Top of PROVIDED RECORDS

Issue #2969, opened 2022-07-25
Support for Windows 10 LTSC


enfo:
This page does not mention support or lack thereof for Windows 10 LTSC versions.
I know that in practice LTSC works with Autopilot and here https://docs.microsoft.com/en-us/mem/autopilot/self-deploying#requirements the documentation states that LTSC 2019 is not supported for self-deploying mode, which can be understood to mean that Auopilot in general works with LTSC 2019 but just not the self-deplying mode.

It would be very helpful to have some clear statement in regards to the LTSC versions on this requirements page.

---
#### Document Details

⚠ *Do not edit this section. It is required for docs.microsoft.com ➟ GitHub issue linking.*

* ID: ca6f1187-d749-6db2-d46f-1d1d60bbc289
* Version Independent ID: f8154992-4a7a-c0ff-5cd6-c691f7fa26d3
* Content: [Windows Autopilot software requirements](https://docs.microsoft.com/en-us/mem/autopilot/software-requirements)
* Content Source: [memdocs/autopilot/software-requirements.md](https://github.com/MicrosoftDocs/memdocs/blob/main/memdocs/autopilot/software-requirements.md)
* Product: **w10**
* GitHub Login: @aczechowski
* Microsoft Alias: **aaroncz**

aczechowski:
Hi @enfo I double-checked with the PM to confirm: LTSC builds aren't currently tested with Autopilot, thus aren't officially supported, which is why they're not listed in this article. I suggest filing [product feedback](https://feedbackportal.microsoft.com/feedback/forum/ef1d6d38-fd1b-ec11-b6e7-0022481f8472).

PR #3069, opened 2022-08-23
Add  Windows 10 Enterprise LTSC to supported os

JayRHa:


aczechowski:
Thanks @JayRHa for suggesting the edit (and thank you for your first contribution to memdocs 🎉), but LTSC isn't currently supported with Autopilot, see https://github.com/MicrosoftDocs/memdocs/issues/2969

PR #3214, opened 2022-10-11
Updating Blocking personal Windows devices section

yushinok:
Updating Blocking personal Windows devices section given the investigation result of ICM (335054285).


yushinok:
I should have updated different repo.

PR #3266, opened 2022-10-17
Update set-conditional-access-policies.md

kmsft:
Searching for 'cloud' returns no results, so it should be removed.   I don't see a scenario where we would not call it Windows 365


JohanFreelancer9 (approved):

ErikjeMS:
@kmsft Please recreate this PR in the private repo. Closing.

PR #3305, opened 2022-10-25
Fix "Fast user switching" setting to the correct CSP.

reiikei:
Start/HideSwitchAccount CSP corresponds to "Switch Account" setting, while "Fast user switching" setting seems to use WindowsLogon/HideFastUserSwitching CSP.


JohanFreelancer9 (approved):

MandiOhlinger (approved):

MandiOhlinger:
@reiikei Good find. And, you are correct. Thank you for fixing this.

Issue #3326, opened 2022-11-01
Page should mention that an Intune License is required in order to set the MDM Authority.


perldj:
This page should mention that an Intune license is required by the person setting the MDM authority to be able to set the MDM Authority. I found that there was a strange error appearing when I was trying to set the MDM authority and it wasn't clear but the reason was that my Office 365 user did not have an Intune license applied, so I was unable to see the page to set the MDM Authority, even though the prompt appeared.

---
#### Document Details

⚠ *Do not edit this section. It is required for learn.microsoft.com ➟ GitHub issue linking.*

* ID: a76fc834-999b-2dea-10b7-984225b695dd
* Version Independent ID: 583b8b02-5c7b-aa08-ec28-07b89adbd994
* Content: [Set the mobile device management authority - Microsoft Intune](https://learn.microsoft.com/en-us/mem/intune/fundamentals/mdm-authority-set)
* Content Source: [memdocs/intune/fundamentals/mdm-authority-set.md](https://github.com/MicrosoftDocs/memdocs/blob/main/memdocs/intune/fundamentals/mdm-authority-set.md)
* Service: **microsoft-intune**
* Sub-service: **fundamentals**
* GitHub Login: @Smritib17
* Microsoft Alias: **smbhardwaj**

msbemba:
@perldj Thank you for your feedback. We have made changes to the document via PR#https://github.com/MicrosoftDocs/memdocs/pull/3363

Once the author approves, the changes will be live.

Thanks
Sri

msbemba:
@yogkumgit The PR has been merged and this can be closed.

yogkumgit:
@msbemba Thank you very much for the contribution and updating the documentation with PR. @perldj Hope this update is helpful for you. Thanks for taking out some time to open the issue. Appreciate and encourage you to do the same in future also.

PR #3363, opened 2022-11-15
Update mdm-authority-set.md

msbemba:
Updated the document to reflect that the admin needs an intune license to set the MDM Authority


msbemba:
Closes #3326

Smritib17 (approved):

PR #3377, opened 2022-11-21
corrected Azure subscription requirement

kmsft:
please review ASAP.  Customers are getting confused around whether there is a need for an Azure subscription.


kmsft:
edited in public instead of private

PR #3562, opened 2023-02-02
Update reusable-settings-groups.md

crosoriov:
Adding limit for number of instances per group + limit for reusable groups per Device Control profile after internal discussion with Laura Arrizza


Brenduns:
#sign-off

JohanFreelancer9 (approved):

PR #3610, opened 2023-02-23
Updated requirements

jonasatgit:
I changed the IIS requirement part to be clearer about the IIS requirements for PKI certificates and add more context even though there is a hint next to it.


jonasatgit:
I missed one sentence. Will create a new pull request.

PR #3624, opened 2023-02-28
Update resize-cloud-pc.md

ronmartmsft:
A vCPU is not a core, even though the term is misused frequently. Removed all references to core from the doc to reflect reality.


JohanFreelancer9 (approved):

ErikjeMS:
#sign-off

PR #3654, opened 2023-03-07
Update create-azure-network-connection.md

benoitms:
Owner role is required to set up the ANC in the Intune portal (as proposed with the remediate blade in Intune when the admin user does not have enough privileges to setup the ANC)


JohanFreelancer9 (approved):

ErikjeMS:
@benoitms According to Femi, we no longer require the owner role to create an ANC. Therefore, closing this PR.

Also, as a MSFT, please use the private branch for your changes in the future.

PR #3677, opened 2023-03-15
Update pre-provision.md

EleO-ms:
customer reported that they don't see the AAD sign-in prompt user flow for pre-provisioned hybrid devices which is by design (there's no need to ask for the AAD creds in PP hybrid flow and it was functional requirement from day 0 to skip that AAD sign-in during OOBE for hybrid). Adding note to that effect in the request.


JohanFreelancer9 (approved):

frankroj:
#sign-off

Issue #3689, opened 2023-03-21
Alert Type options outdated in documentation


danbu:
https://learn.microsoft.com/en-us/mem/intune/configuration/ios-device-features-settings#settings-apply-to-automated-device-enrollment-supervised)

Alert type: When devices are unlocked, choose how the notification is shown. Your options:

    None: No notification is shown.
    Banner: A banner is briefly shown with the notification.
    Modal: The notification is shown and users must manually dismiss it before continuing to use the device.

should be based on the "Configure instance" menu options

Alert type: When devices are unlocked, choose how the notification is shown. Your options:

    None: No notification is shown.
    Temporary Banner: A banner is briefly shown with the notification.
    Persistent Banner: The notification is shown and users must manually dismiss it before continuing to use the device.

Also "Add Notifications" screenshot is out of date should be "Edit instance"

---
#### Document Details

⚠ *Do not edit this section. It is required for learn.microsoft.com ➟ GitHub issue linking.*

* ID: 1a7b8e75-3872-6bbd-4d9b-b26d1eb11f81
* Version Independent ID: 74769948-8c98-19de-df74-2fcf1d399387
* Content: [iOS/iPadOS device feature settings in Microsoft Intune](https://learn.microsoft.com/en-us/mem/intune/configuration/ios-device-features-settings)
* Content Source: [memdocs/intune/configuration/ios-device-features-settings.md](https://github.com/MicrosoftDocs/memdocs/blob/main/memdocs/intune/configuration/ios-device-features-settings.md)
* Service: **microsoft-intune**
* Sub-service: **configuration**
* GitHub Login: @MandiOhlinger
* Microsoft Alias: **mandia**

msbemba:
@danbu Thank you for your feedback. We have made changes to the document via PR#https://github.com/MicrosoftDocs/memdocs/pull/3707

Once the author approves, the changes will be live.

Thanks
Sri

danbu:
Those values are different depending if you are in the "Settings catalog" or using "Templates" in configuration profiles
Setting Catalog uses "Temporary Banner" and "Persistent Banner" under "User Experience"/"Notifications"/"Alert Type" where "Templates" uses "Banner" and "Modal" under "Alert Type"

yogkumgit:
@msbemba

msbemba:
[...]

PR #3707, opened 2023-03-24
Update ios-device-features-settings.md

msbemba:
Made changes to  **Alert type**: When devices are unlocked, choose how the notification is shown.

Fixes#https://github.com/MicrosoftDocs/memdocs/issues/3689

### DIFF
--- a/memdocs/intune/configuration/ios-device-features-settings.md
+++ b/memdocs/intune/configuration/ios-device-features-settings.md
@@ -219,8 +219,8 @@ When you assign the policy to an iPhone, the page looks similar to the following
     - **Show on Lock Screen**: **Enable** shows app notifications on the device lock screen. **Disable** prevents the app from showing notifications on the lock screen.
     - **Alert type**: When devices are unlocked, choose how the notification is shown. Your options:
       - **None**: No notification is shown.
-      - **Temporary Banner**: A banner is briefly shown with the notification.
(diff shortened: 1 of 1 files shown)


msbemba:
@JohanFreelancer9 Please copy review

JohanFreelancer9 (approved):

yogkumgit:
@MandiOhlinger Please review and Signoff this PR. Thanks

MandiOhlinger:
@msbemba The original values in the article are correct and these values are shown in the Intune UI. Your changes updated the setting names, which would make this article wrong. Maybe your changes belong in the descriptions, not the actual setting names.

msbemba:
> @msbemba The original values in the article are correct and these values are shown in the Intune UI. Your changes updated the setting names, which would make this article wrong. Maybe your changes belong in the descriptions, not the actual setting names.
> 
> In its current state, this PR can't be merged.

Thank you @MandiOhlinger I was under the settings catalog and could see these options. I have added you to the issue where the user is reporting a similar instance.

MandiOhlinger:
@msbemba So, we don't document the settings in the Settings Catalog, as there are thousands of them. You can update the individual descriptions to state something like:

- This setting might also be known as **Temporary Banner**. 
- This setting might also be known as **Persistent Banner**.

MandiOhlinger (approved):

PR #3774, opened 2023-04-13
Update Autopilot "Profile status" behavior

aendrawos:
If the AP profile is assigned to a specific created group, it will change from "Unassigned" to "Assigning" and finally to "Assigned."

But if assigned to "All Devices" the "Profile status" is changing immediately to "Assigned"


frankroj:
Thank you for the contribution and feedback @aendrawos. I don't think the details of whether or not it goes into **Assigning** or not are very important, or that it is relevant. The main thing to understand is that it goes from **Unassigned** to **Assigned**. However, I do think that looking at the properties of the device and making sure that **Date assigned** is relevant. I am going to reword your contribution, dropping the information about not going into **Assigning**, but include the information about the **Date assigned** field.

frankroj:
#sign-off

PR #3786, opened 2023-04-17
Add note about ADE

markstan:
Feature requires ADE supervised enrollment


Brenduns:
Reviewed with PM/Dev and Mark (Submitter). We won't be accepting this PR as it's been determined that the source of details for the submission were no longer applicable.

Issue #3811, opened 2023-04-24
intune-portal pre-installation commands require updating with sudo/sudo -s


UsersHaveNames:
On a fresh Ubuntu 22.04 installation, the issue was in the below one liner from the documentation:

`curl https://packages.microsoft.com/keys/microsoft.asc | gpg --dearmor > microsoft.gpg`

The above one-liner has to be updated in the docs IMO, otherwise it only succeed. The user must use ` sudo -s` or prefix it with `sudo`.

NOTE: For some reason sudo is no longer needed once this has been done at least once on the OS.

---
#### Document Details

⚠ *Do not edit this section. It is required for learn.microsoft.com ➟ GitHub issue linking.*

* ID: 80924804-c247-d3bb-2245-fd3db3f3bd62
* Version Independent ID: 80924804-c247-d3bb-2245-fd3db3f3bd62
* Content: [Get the Microsoft Intune app for Linux](https://learn.microsoft.com/en-us/mem/intune/user-help/microsoft-intune-app-linux)
* Content Source: [memdocs/intune/user-help/microsoft-intune-app-linux.md](https://github.com/MicrosoftDocs/memdocs/blob/main/memdocs/intune/user-help/microsoft-intune-app-linux.md)
* Service: **microsoft-intune**
* Sub-service: **end-user**
* Product: ****
* Technology: ****
* GitHub Login: @lenewsad
* Microsoft Alias: **lanewsad**

UsersHaveNames:
Apologies, things started working. The issue was in the below one liner:

`curl https://packages.microsoft.com/keys/microsoft.asc | gpg --dearmor > microsoft.gpg`

The above oneliner has to be updated in the docs IMO, otherwise only succeed if the used first enters `sudo -s`

lenewsad:
Hi @UsersHaveNames @yogkumgit, thanks for reaching out to the Microsoft Intune docs team and providing this info. I'm checking with the product team about PR #3816, and shared the info from this issue with them for context. I'll follow up with more info when I hear back.

lenewsad:
Closing per [PR 3816(https://github.com/MicrosoftDocs/memdocs/pull/3816).

PR #3816, opened 2023-04-25
Update microsoft-intune-app-linux.md

UsersHaveNames:
adds sudo to chained curl commands since otherwise they fail on a fresh Ubuntu installation

related to https://github.com/MicrosoftDocs/memdocs/issues/3811

### DIFF
--- a/memdocs/intune/user-help/microsoft-intune-app-linux.md
+++ b/memdocs/intune/user-help/microsoft-intune-app-linux.md
@@ -45,7 +45,7 @@ Run the following commands in a command line to manually install the Intune app 
 2. Install the Microsoft package signing key.  
 
    For Ubuntu 20.04:  
-    `$ curl https://packages.microsoft.com/keys/microsoft.asc | gpg --dearmor > microsoft.gpg`  
+    `$ sudo curl https://packages.microsoft.com/keys/microsoft.asc | sudo gpg --dearmor > microsoft.gpg`  
  
     `$ sudo install -o root -g root -m 644 microsoft.gpg /usr/share/keyrings/` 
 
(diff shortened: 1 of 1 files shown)


UsersHaveNames:
NOTE: For some reason sudo is no longer needed once this has been done at least once on the OS.

JohanFreelancer9 (approved):

lenewsad:
Hi @UsersHaveNames, thanks for your contribution to the Microsoft Intune docs! Thanks for your patience while I verify that this change is needed with the product team.

memdocs/intune/user-help/microsoft-intune-app-linux.md
```diff
@@ -45,7 +45,7 @@ Run the following commands in a command line to manually install the Intune app
 2. Install the Microsoft package signing key.  
 
    For Ubuntu 20.04:  
-    `$ curl https://packages.microsoft.com/keys/microsoft.asc | gpg --dearmor > microsoft.gpg`  
+    `$ sudo curl https://packages.microsoft.com/keys/microsoft.asc | sudo gpg --dearmor > microsoft.gpg`
```
benferse, line 48: The only reason I can see that you'd need elevated permissions in here is if you were trying to redirect the output of `gpg` to somewhere you didn't have permissions to write. e.g. you're trying to redirect the output of `gpg` to a file in a directory where you don't have permissions to create a file.

As a general rule I'd say that's implied or out of scope for the elevation of these docs, but if you want to suggest a change that uses an absolute path for `microsoft.gpg` that is more likely to be world writable, perhaps `$HOME/microsoft.gpg`?

benferse (changes requested):

memdocs/intune/user-help/microsoft-intune-app-linux.md
UsersHaveNames: You would know the best approach for sure. I can only speak as an engineer that enrolled Linux devices using Intune for the first time.

As funny as it may sound, having done this the first time, on a fresh ubuntu installation the described exception occurs. It took me a few hours before I decided to stop investigating if the issue is in dependencies indeed (which it was not) and check two commands above before I realized that intune dependencies could not be installed specifically because of this.

My advice is only to improve user experience by ensuring that whatever commands are presented, work with clean default installations of ubuntu 22.04.

lenewsad:
Hi @UsersHaveNames, thanks again for opening this PR and being willing to chat with us about your experience. At this time, we're not going to make any doc changes, but I am seeing the benefit in having an FAQ or troubleshooting guide that addresses topics like yours. I'll work with the product to create a new support topic by summer. 

Please don't hesitate to open more GitHub issues or PRs for us in the future.

PR #3999, opened 2023-06-30
Clarifying LTSC in Update windows-10-update-rings.md

DavGuy-MSFT:
Making it clearer that QU is supported but Feature Updates are not


Brenduns:
#sign-off

DavGuy-MSFT:
Thank you.

PR #4017, opened 2023-07-10
Update azure-firewall-windows-365.md

jurasmus:
Same rulename is not allowed in Azure Firewall.
Giving it numbers fixes this


JohanFreelancer9 (approved):
Copy review.

ErikjeMS:
checking with pm femi

ErikjeMS:
The PM responded thus: Rule Description is purely to outline what it's for, not for use as a label. The customer can create whatever rule name they want when creating it. We don't specify in the table what the rule name should be and leave that to the customer. 

Therefore, we won't make this change.

PR #4082, opened 2023-08-01
Update device-passcode-reset.md

chriti:
Added note to document the requirement for setting a passcode configuration within device restrictions.


chriti:
Added note that the Device Passcode must be configured in the Device Restriction policy or the passcode reset will fail.

Smritib17:
#sign-off

PR #120, opened 2019-09-23
Compute the unknown vector from the subquantizers for quantized embeddings

### LINKED ISSUE #119: Slow start with quantized embeddings
sticker uses the average of all embeddings for the unknown embedding. However, this has a bad side-effect for quantized embeddings. Since all the embeddings in the embedding matrix are reconstructed, loading models takes quite a while.

Possible workarounds:

* Precompute the unknown embedding and add it to the embedding matrix. I dislike this somewhat, since sticker would need specially prepared matrices again.
* Precompute the unknown embedding and store it somewhere outside the embedding matrix. Breaks existing models.
* Precompute the unknown embedding over a sample of the embeddings.
* Maybe it's enough to average all subquantizers, since they are the centroids of the embeddings? This would be very cheap. Problem: the original embeddings may not be distributed evenly over the clusters.

@twuebi @sebpuetz any opinions?

danieldk:
Fixes #119.

### DIFF
--- a/sticker/Cargo.toml
+++ b/sticker/Cargo.toml
@@ -14,7 +14,7 @@ license-file = "../LICENSE.md"
 [dependencies]
 conllx = "0.11"
 failure = "0.1"
-finalfusion = "0.9"
+finalfusion = "0.10.1"
 itertools = "0.8"
 ndarray = "0.12"
 ndarray-tensorflow = "0.2"
--- a/sticker/src/input.rs
+++ b/sticker/src/input.rs
@@ -5,7 +5,7 @@ use finalfusion::{
     chunks::vocab::VocabWrap,
     embeddings::Embeddings as FiFuEmbeddings,
 };
-use ndarray::Array1;
+use ndarray::{Array1, Axis};
 
 pub struct Embeddings {
     embeddings: FiFuEmbeddings<VocabWrap, StorageWrap>,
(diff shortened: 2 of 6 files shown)


sticker/Cargo.toml
```diff
@@ -14,7 +14,7 @@ license-file = "../LICENSE.md"
 [dependencies]
 conllx = "0.11"
 failure = "0.1"
-finalfusion = "0.9"
+finalfusion = "0.10.1"
```
sebpuetz, line 17: Is there motivation to fully specify the version here while leaving it at `0.10` for `sticker-utils`?

sticker/src/input.rs
```diff
@@ -26,11 +26,47 @@ impl Embeddings {
...
     fn from(embeddings: FiFuEmbeddings<VocabWrap, StorageWrap>) -> Self {
-        let mut unknown = Array1::zeros(embeddings.dims());
+        let mut unknown = match embeddings.storage() {
+            StorageWrap::QuantizedArray(_) | StorageWrap::MmapQuantizedArray(_) => {
+                let quantizer = match embeddings.storage() {
+                    StorageWrap::QuantizedArray(a) => a.quantizer(),
+                    StorageWrap::MmapQuantizedArray(a) => a.quantizer(),
+                    _ => unreachable!(),
+                };
+
```
sebpuetz, line 36: Couldn't this be written as a single `match` block returning `a.quantizer()`?

sebpuetz (approved):

sticker/Cargo.toml
danieldk: Only 0.10.1 has the `quantizer` getter, so we need that as a lower bound.

sticker/src/input.rs
danieldk: Good question, I don't think so, the problem is that `StorageWrap::QuantizedArray(a) | StorageWrap::MmapQuantizedArray(a)` would have incompatible types for `a`. And of course, in the outer block we first need to distinguish quantized embeddings from other embeddings.

sebpuetz: I meant something like:

```Rust
let quantizer = match embeddings.storage() {
    StorageWrap::QuantizedArray(a) => a.quantizer()
    StorageWrap::MmapQuantizedArray(a) => a.quantizer()
    _ => // deal with other embedding types
};

// deal with quantized embeddings
```

danieldk: Ah, I understand. But then the l2 normalization code could not be shared. And it would interleave quantizer and non-quantizer code.

danieldk:
Time for the next sticker release :). Better loading times, mmap'ing of quantized embeddings.

PR #124, opened 2019-10-07
Add the Pipeline type

danieldk:
This type is a wrapper around a `Vec` of `TaggerWrapper`s that offers a
`tag_sentences` method and applies the taggers sequentially.

### DIFF
--- a/sticker-utils/src/lib.rs
+++ b/sticker-utils/src/lib.rs
@@ -6,6 +6,9 @@ pub use crate::config::{
     Config, Embedding, EmbeddingAlloc, Embeddings, EncoderType, Input, Labeler, LabelerType,
 };
 
+mod pipeline;
+pub use crate::pipeline::Pipeline;
+
 mod progress;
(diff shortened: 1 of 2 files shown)


danieldk:
@DiveFish @twuebi  Anyone? This is a small, trivial change, the bigger change comes after this ;).

DiveFish:
How about adding a small test config and embeddings to make sure everything is loading correctly?

danieldk:
> How about adding a small test config and embeddings to make sure everything is loading correctly?

The problem is that we cannot include realistic embeddings and model in the repository. I want to go the same path as `sticker-python` and include extra tests that fetch external data. But that's more or less a separate project. I'll make an issue for that.

(And I am not sure if using small bogus embeddings and model is any good, it would only tell us that something is loaded that is a valid configuration, embeddings, and Tensorflow model. But it would not help catching any real regressions.)

danieldk:
Added as https://github.com/stickeritis/sticker/issues/125.

DiveFish (approved):

PR #126, opened 2019-10-09
Update sticker-tag and sticker-server to support pipelines

danieldk:
With this change, both programs accept multiple configuration files as
arguments. The models from the configuration files will be loaded and
used as a pipeline.

For `sticker-tag` this change means that the optional input/output
filename arguments have been replaced by the `--input` and `--output` options.

### DIFF
--- a/sticker-utils/src/app.rs
+++ b/sticker-utils/src/app.rs
@@ -1,6 +1,9 @@
 use clap::{App, AppSettings, Arg};
 
-static CONFIG: &str = "CONFIG";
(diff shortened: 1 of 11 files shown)


danieldk:
Added a small update to move the `readahead` and `batchsize` options to `sticker_pipeline_app`,

DiveFish (approved):
Looking ok to me!

danieldk:
@DiveFish Thanks for the review! Much appreciated!

PR #130, opened 2019-10-16
Add support for obtaining the top-k labels with their probabilities

danieldk:
- Adds a `TopK` trait and implements this for the Tensorflow `Tagger`.
- Factor out a `Tagger` method to get the top-k numerical labels,
  which is then both used for the `TopK` implementation and the `Tag`
  implementation.
- `CategorialEncoder::decode_without_inner` was added to just get the
  non-numerical labels. `CategoricalEncoder::decode` calls the inner
  encoder, which will update the sentence.
- Update `TaggerWrapper` to add a `top_k` method. Here, the labels are
  converted to strings. The goal of `TaggerWrapper` is to be devoid
  of types. Unfortunately, we do not have a trait for encodings
  (since they can be anything), so returning the individual labels
  as a `Box<Encoding>` is not possible. So, we return strings as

Bottom of PROVIDED RECORDS

## EXERCISE DIRECTIONS
Once you find the string "curl" in a line of the records, copy that line.

## EXERCISE ANSWER
`curl https://packages.microsoft.com/keys/microsoft.asc | gpg --dearmor > microsoft.gpg`
`curl https://packages.microsoft.com/keys/microsoft.asc | gpg --dearmor > microsoft.gpg`
adds sudo to chained curl commands since otherwise they fail on a fresh Ubuntu installation
-    `$ curl https://packages.microsoft.com/keys/microsoft.asc | gpg --dearmor > microsoft.gpg`  
+    `$ sudo curl https://packages.microsoft.com/keys/microsoft.asc | sudo gpg --dearmor > microsoft.gpg`  
-    `$ curl https://packages.microsoft.com/keys/microsoft.asc | gpg --dearmor > microsoft.gpg`  
+    `$ sudo curl https://packages.microsoft.com/keys/microsoft.asc | sudo gpg --dearmor > microsoft.gpg`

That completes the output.